» **Problem statement**: Repeat the records. Each line must match exactly.

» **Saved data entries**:
Issue #2181, opened 2025-02-14
[STORY] Implement test metrics generation in sigclient for k8s


nkunal:
# Description

In https://github.com/siglens/siglens/tree/develop/tools/sigclient
add another option `-g, --generator` of `k8s`

We want fake metrics like the kube-state-metrics and node-exporter helm charts.

kube-state-metrics: add the metrics and corresponding tags documented here: https://github.com/kubernetes/kube-state-metrics/tree/main/docs/metrics 

node-exporter: add the metrics from this file:  

[node-exporter.txt](https://github.com/user-attachments/files/18802999/node-exporter.txt)

EthixLucifer:
@nkunal can i work on this issue:

The issue requested the addition of a new `-g, --generator` flag to the `sigclient` tool to generate fake metrics similar to `kube-state-metrics` and `node-exporter` Helm charts.  this is the approach i would like to inculcate fake ksm and node-exporter  metrics.

### 1. **Introducing the ****`-g, --generator`**** Flag**

- adding the `-g, --generator` flag to `root.go`, enabling users to specify `k8s` as a generator type.
- Supports additional sub-flags:
  - `--ksm`: Generates only `kube-state-metrics`.
  - `--node`: Generates only `node-exporter` metrics.
  - `--both`: Generates both metric types.

### 2. New File: **`k8s_generator.go`**

This file contains the logic to generate Kubernetes (`kube-state-metrics`) and `node-exporter` metrics.

#### **Generating ****`kube-state-metrics`**** (KSM) Metrics:**

```go
func (g *K8sGenerator) generateKSMMetric() map[string]interface{} {
    pod := g.pods[rand.Intn(len(g.pods))]
    return map[string]interface{}{
        "metric": "kube_pod_info",
        "value": 1,
        "tags": map[string]string{
            "pod": pod.name,
            "namespace": pod.namespace,
            "node": pod.node,
            "phase": pod.phase,
            "created_by_kind": "Deployment",
            "created_by_name": fmt.Sprintf("%s-deployment", g.faker.AppName()),
        },
        "timestamp": time.Now().Unix(),
    }
}
```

» **Response area**:
Issue #2181, opened 2025-02-14
[STORY] Implement test metrics generation in sigclient for k8s


nkunal:
# Description

In https://github.com/siglens/siglens/tree/develop/tools/sigclient
add another option `-g, --generator` of `k8s`

We want fake metrics like the kube-state-metrics and node-exporter helm charts.

kube-state-metrics: add the metrics and corresponding tags documented here: https://github.com/kubernetes/kube-state-metrics/tree/main/docs/metrics 

node-exporter: add the metrics from this file:  

[node-exporter.txt](https://github.com/user-attachments/files/18802999/node-exporter.txt)

EthixLucifer:
@nkunal can i work on this issue:

The issue requested the addition of a new `-g, --generator` flag to the `sigclient` tool to generate fake metrics similar to `kube-state-metrics` and `node-exporter` Helm charts.  this is the approach i would like to inculcate fake ksm and node-exporter  metrics.

### 1. **Introducing the ****`-g, --generator`**** Flag**

- adding the `-g, --generator` flag to `root.go`, enabling users to specify `k8s` as a generator type.
- Supports additional sub-flags:
  - `--ksm`: Generates only `kube-state-metrics`.
  - `--node`: Generates only `node-exporter` metrics.
  - `--both`: Generates both metric types.

### 2. New File: **`k8s_generator.go`**

This file contains the logic to generate Kubernetes (`kube-state-metrics`) and `node-exporter` metrics.

#### **Generating ****`kube-state-metrics`**** (KSM) Metrics:**

```go
func (g *K8sGenerator) generateKSMMetric() map[string]interface{} {
    pod := g.pods[rand.Intn(len(g.pods))]
    return map[string]interface{}{
        "metric": "kube_pod_info",
        "value": 1,
        "tags": map[string]string{
            "pod": pod.name,
            "namespace": pod.namespace,
            "node": pod.node,
            "phase": pod.phase,
            "created_by_kind": "Deployment",
            "created_by_name": fmt.Sprintf("%s-deployment", g.faker.AppName()),
        },
        "timestamp": time.Now().Unix(),
    }
}
```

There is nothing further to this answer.